Wall Street Tertekan: S&P 500 dan Nasdaq Terpuruk Akibat Kekhawatiran Tarif Trump
Performa pasar saham AS sangat terbebani oleh kinerja tujuh saham teknologi raksasa yang dikenal dengan sebutan Magnificent Seven. Saham-saham ini sebelumnya menjadi motor penggerak pasar bullish hingga tahun 2023 dan 2024. Investor kini cenderung melepas saham-saham tersebut.
Saham Tesla mengalami penurunan hampir 36% pada kuartal pertama, sementara Nvidia turun hampir 20%.
“Pelajaran utama yang bisa kita ambil dari kuartal pertama ini adalah diversifikasi portofolio tetap relevan dan penting,” kata Michael Reynolds, wakil presiden strategi investasi di Glenmede.
Sektor teknologi informasi dan barang konsumsi, yang sangat dipengaruhi oleh perusahaan-perusahaan teknologi besar, mengalami penurunan persentase dua digit selama kuartal tersebut. Namun, sebagian besar dari 11 sektor yang tercakup dalam indeks S&P justru mencatatkan kenaikan pada periode yang sama, dengan sektor energi memimpin dengan kenaikan sebesar 9,3%.
Pada perdagangan Senin (31/3), S&P 500 dan Dow sejenak mengesampingkan ketidakpastian terkait rencana tarif pemerintahan Trump yang akan datang. Rincian lebih lanjut mengenai rencana tersebut diperkirakan akan diumumkan pada hari Rabu.
Trump menyatakan pada hari Minggu bahwa tarif yang akan diumumkannya akan berlaku untuk semua negara. Sebelumnya, ia telah memberlakukan tarif pada aluminium, baja, dan mobil, serta meningkatkan tarif untuk barang-barang dari China.
Pada hari Senin (31/3), indeks S&P 500 ditutup naik 30,91 poin, atau 0,55%, menjadi 5.611,85 poin. Dow Jones Industrial Average naik 417,86 poin, atau 1%, menjadi 42.001,76. Sementara itu, Nasdaq Composite turun 23,70 poin, atau 0,14%, menjadi 17.299,29.
Saham-saham sektor keuangan turut mendorong kenaikan S&P 500 pada hari Senin. Discover Financial Services dan Capital One Financial mencatatkan kenaikan masing-masing sebesar 7,5% dan 3,3%, karena investor berspekulasi bahwa merger mereka pada akhirnya akan disetujui oleh regulator.

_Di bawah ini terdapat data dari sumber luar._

PR #942, opened 2026-08-14
Ninja: Forbidden Target

Cprn-Sprkl:
## About the PR

This PR addresses the following issues:
- Pebble had a default warp point named Evac at Evac, which was a valid ninja bomb target
- The dorms warp point was a valid ninja bomb target
- Station beacons marking places we don't want bombed were valid ninja bomb targets

## Why / Balance

Ninjas should not be asked to bomb places they aren't allowed to bomb.

## Technical details

Touches the Pebble map file (which loaded fine in testing afterwards), reparents the default warp point for evac to the no bomb verstion, and tags several beacons that would be used in no bomb locations with the bomb blocker tag.

## Media

Pictured, a ninja not getting dorms as a target:
image

</p></details>

## Requirements

## Licensing:

## Breaking changes

While not a breaking change, there is almost certainly more instances of improper warp point and beacon usage that will need to be noted as they are found.

**Changelog**

:cl: sprkl
- fix: Ninjas should no longer be asked to bomb places they shouldn't. (Ask in AHELP if unsure about your target!)

### DIFF
--- a/Resources/Maps/Floof/pebble.yml
+++ b/Resources/Maps/Floof/pebble.yml
@@ -69963,7 +69963,7 @@ entities:
       parent: 2
     - type: Fixtures
       fixtures: {}
-- proto: WarpPoint
+- proto: WarpPointNoBomb
   entities:
   - uid: 10816
     components:
--- a/Resources/Prototypes/Entities/Objects/Devices/station_beacon.yml
+++ b/Resources/Prototypes/Entities/Objects/Devices/station_beacon.yml
@@ -260,6 +260,9 @@
   components:
   - type: NavMapBeacon
     defaultText: station-beacon-medbay
+  - type: Tag # Euphoria | Parity with warp point blocklist
+    tags:
+    - NinjaBombingTargetBlocker
 
 - type: entity
   parent: DefaultStationBeaconMedical
@@ -317,6 +320,9 @@
   components:
   - type: NavMapBeacon
     defaultText: station-beacon-research-and-development
+  - type: Tag # Euphoria | Parity with warp point blocklist
+    tags:
+    - NinjaBombingTargetBlocker
 
 - type: entity
   parent: DefaultStationBeaconScience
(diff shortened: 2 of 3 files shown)


Mnemotechnician:
The test runner froze but there's a valid error in the logs.

CastitoWae:
are... bombing targets for ninjas defined by warp points or station beacons? or wa, cuz that COULD be a heads-up or guideline for mappers in case of

edit: nvm, i read it in code,

Mnemotechnician:
Why do you not want the ninja to bomb departments? Those are the places that would make the most sense to bomb and would be the most rewarding for engi and crew to fix. No one is going to care about and fix (beyond just sealing from space) a bombed zoo, kitchen, park, or tool storage - those are basically free games for the ninja.

Arbitrated:
We agree with Memno, bombing "real" targets is helpful for giving the ninja's bomb some actual impact on the round. Skipping out on dorms and Evac 100% makes sense for server goals though!



Also we see those potshots being taken at Chef, lmaooooooooooooo

Cprn-Sprkl:
I just tagged the beacons that were the same as the warp points that were already marked as NoBomb. Namely Epistemics, Medical, and I think Atmos? I can just trim those off if they're a problem though.

Though, if I'm doing that should I also change those warp points to be regular instead of NoBomb as well?

kivdon:
I think we have a rule against antags (besides Nukies) causing station destruction by loosing Tesla/Singulo. Maybe that's why Atmos is "NoBomb"?

Cprn-Sprkl:
Reverted all the beacons tags except Evac, Dorms, Singularity, and the escape pods. Warp points that were previously marked as NoBomb can be changed in a later update if wanted. It's a bit more important the Dorms protection gets in.

SyaoranFox (approved):

Mnemotechnician (approved):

Indeks kebutuhan pokok konsumen S&P 500, yang sering dianggap sebagai aset safe haven di pasar saham, menjadi sektor dengan kinerja terbaik, naik 1,6%. Sektor energi juga mengalami kenaikan, sejalan dengan lonjakan harga minyak mentah.
CBOE Volatility Index, yang dikenal sebagai barometer kecemasan di Wall Street, melonjak ke level tertinggi dalam dua minggu terakhir, mencapai 22,28 poin.
Wall Street Anjlok: S&P 500, Nasdaq dan Dow Ditutup Merosot Lebih dari 1,5%
Sebagai konsekuensi dari ketidakpastian terkait tarif, Goldman Sachs meningkatkan probabilitas resesi AS menjadi 35% dari sebelumnya 20%. Mereka juga memangkas target akhir tahun untuk S&P 500 menjadi 5.700, dan memperkirakan penurunan suku bunga yang lebih agresif oleh Federal Reserve.
Fokus utama minggu ini juga akan tertuju pada data ekonomi, termasuk survei aktivitas bisnis ISM dan laporan penggajian non-pertanian yang sangat penting. Selain itu, dijadwalkan pula pidato dari beberapa pejabat bank sentral AS, termasuk Ketua The Fed Jerome Powell.